Confirm your version immediately. Log into the FortiClient EMS admin console and verify the exact version running. If you are on 7.4.4, 7.4.5, or 7.4.6, you are in the affected range. Apply the hotfix or upgrade to 7.4.7 as soon as it is available.

Restrict network access to the EMS management interface. If the EMS management port (default TCP 8013 or 443 depending on deployment) is reachable from any network segment other than a dedicated management VLAN or jump host, implement an access control rule to restrict it immediately. Internet exposure must be eliminated before patching is complete.
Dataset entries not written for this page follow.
PR #1328, opened 2019-09-03
Remove code from test-infra and use code from pkg

Fredy-Z:
As part of the work to remove the loop dependencies between `pkg` and `test-infra`, remove `prometheus`, `ghutil` and `slackutil` from `test-infra/shared`, and use the code from `pkg/test`.

/cc @adrcunha 
/cc @chaodaiG 
/cc @srinivashegde86


adrcunha:
Looks like you still have issues with dependencies...

Fredy-Z:
> Looks like you still have issues with dependencies...

Yeah I'm still looking into it...

/hold

adrcunha:
This PR doesn't remove `ghutil` or `slackutil` as stated in the description. Is it intended?

Fredy-Z:
I have a PR that moved `ghutil` and `slackutil` to `pkg/test` - https://github.com/knative/pkg/pull/601. This PR removes the `ghutil` and `slackutil` from `test-infra`, and points the references to `pkg/test`.

The reason for the migration is `ghutil` and `slackutil` are used in the `Mako` library in `pkg/test` to alert for performance regression, and we don't want `pkg` to depend on `test-infra`. 

Does the above make sense?

Fredy-Z:
> This PR doesn't remove `ghutil` or `slackutil` as stated in the description. Is it intended?

I have a PR that moved `ghutil` and `slackutil` to `pkg/test` - https://github.com/knative/pkg/pull/601. This PR removes the `ghutil` and `slackutil` from `test-infra`, and points the references to `pkg/test`.

The reason for the migration is `ghutil` and `slackutil` are used in the `Mako` library in `pkg/test` to alert for performance regression, and we don't want `pkg` to depend on `test-infra`. 

Does the above make sense?

adrcunha:
> > This PR doesn't remove `ghutil` or `slackutil` as stated in the description. Is it intended?
> 
> I had a PR that moved `ghutil` and `slackutil` to `pkg/test` - [knative/pkg#601](https://github.com/knative/pkg/pull/601). This PR removes `ghutil` and `slackutil` from `test-infra`, and points the references to `pkg/test`.
> 
> The reason for the migration is `ghutil` and `slackutil` are used in the `Mako` library in `pkg/test` to alert for performance regression, and we don't want `pkg` to depend on `test-infra`.
> 
> Does the above make sense?

You misunderstood my comment. I was not asking for a justification of these changes (they do make sense), I just stated that the packages were not removed in this PR as you mentioned in the description. Anyway, I re-checked the (huge) list of changes and finally found them: GitHub report them as "moved to pkg" instead of deleted.

/lgtm
/approve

Review EMS access logs for anomalous activity going back to 24 March. The confirmed exploitation window begins on 24 March for CVE-2026-21643 and 31 March for CVE-2026-35616. Pull authentication logs, API access logs, and administrative action logs for that period. Look for authentication events from unexpected source IPs, configuration changes not initiated by known administrators, and unusual endpoint policy pushes.
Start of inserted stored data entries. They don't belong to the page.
PR #1331, opened 2019-09-05
Fix latency and coverage Makefiles

adrcunha:
Build the tools in the container for compatibility sake.

Remove the support from building a binary in the shared Makefile, since this is now unused.

### DIFF
--- a/images/coverage/Dockerfile
+++ b/images/coverage/Dockerfile
@@ -32,4 +32,4 @@ RUN cp $TEMP_REPO_DIR/tools/$TOOL_NAME/$TOOL_NAME /$TOOL_NAME
 # Remove test-infra from the container
 RUN rm -fr $TEMP_REPO_DIR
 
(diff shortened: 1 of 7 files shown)


images/coverage/Dockerfile
```diff
@@ -0,0 +1,35 @@
...
+ADD . $TEMP_REPO_DIR
+
+# Build tool in the container
+RUN make -C $TEMP_REPO_DIR/tools/$TOOL_NAME/
+RUN cp $TEMP_REPO_DIR/tools/$TOOL_NAME/$TOOL_NAME /$TOOL_NAME
+
+# Remove test-infra from the container
+RUN rm -fr $TEMP_REPO_DIR
+
+ENTRYPOINT ["/metrics"]
```
chaodaiG:
```suggestion
ENTRYPOINT ["/coverage"]
```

If compromise indicators are found, isolate and treat as a full incident. A compromised EMS server should not be remediated in place by patching alone. The management infrastructure should be isolated, forensically imaged, and rebuilt from a known-good state. Any endpoints that received policy updates during the suspect window should be investigated for tampered configurations.

◆ Key Takeaway

The response sequence is: verify version → restrict management network access → apply hotfix → review logs from 24 March onward → escalate if indicators of compromise are found. Do not treat patching alone as sufficient if the EMS was exposed during the exploitation window.

Regulatory Implications Under the Swiss ISA

Swiss organisations subject to the mandatory incident reporting obligation under the Information Security Act — which covers critical infrastructure operators across finance, energy, healthcare, transport, and telecommunications — must assess whether a confirmed or suspected compromise of their FortiClient EMS constitutes a reportable incident. The ISA requires notification to the NCSC within 24 hours of discovering a significant cyber incident affecting the availability, confidentiality, or integrity of systems essential to the organisation's critical functions.

A compromise of an endpoint management server that has authority over all managed workstations almost certainly meets the threshold for "significant impact on information systems." FINMA-supervised institutions face the additional obligation to report to FINMA within 24 hours of an incident detection, with the option of routing that notification through the NCSC for simultaneous forwarding as permitted under the coordination mechanism introduced with the ISA framework. Organisations that are uncertain about their reporting obligations in this scenario should consult their legal counsel and CISO before concluding that no report is required.

The Pattern Behind the Headlines

This is the third critical management-plane zero-day documented in this publication in five weeks: Cisco FMC in March, and now two consecutive Fortinet EMS vulnerabilities in April. The pattern is not coincidental. Security management infrastructure — the systems that have authority over the security controls protecting everything else — is an extremely high-value target for sophisticated threat actors, including ransomware groups. Compromise of a management plane provides both the access and the authority needed to disable defensive controls, stage data exfiltration, and deploy ransomware payloads at scale across an entire environment.

Swiss CISOs and security architects should take the pattern as a signal to audit the network exposure and patching posture of all security management infrastructure — not just FortiClient EMS. Firewall management consoles, SIEM platforms, EDR management servers, backup management interfaces, and privileged access management systems all represent the same category of high-value target. None of them should be internet-exposed. All of them should be on dedicated management network segments with access restricted to named, authenticated administrators via monitored jump hosts. The vulnerabilities change week to week. The architectural principle that limits their blast radius does not.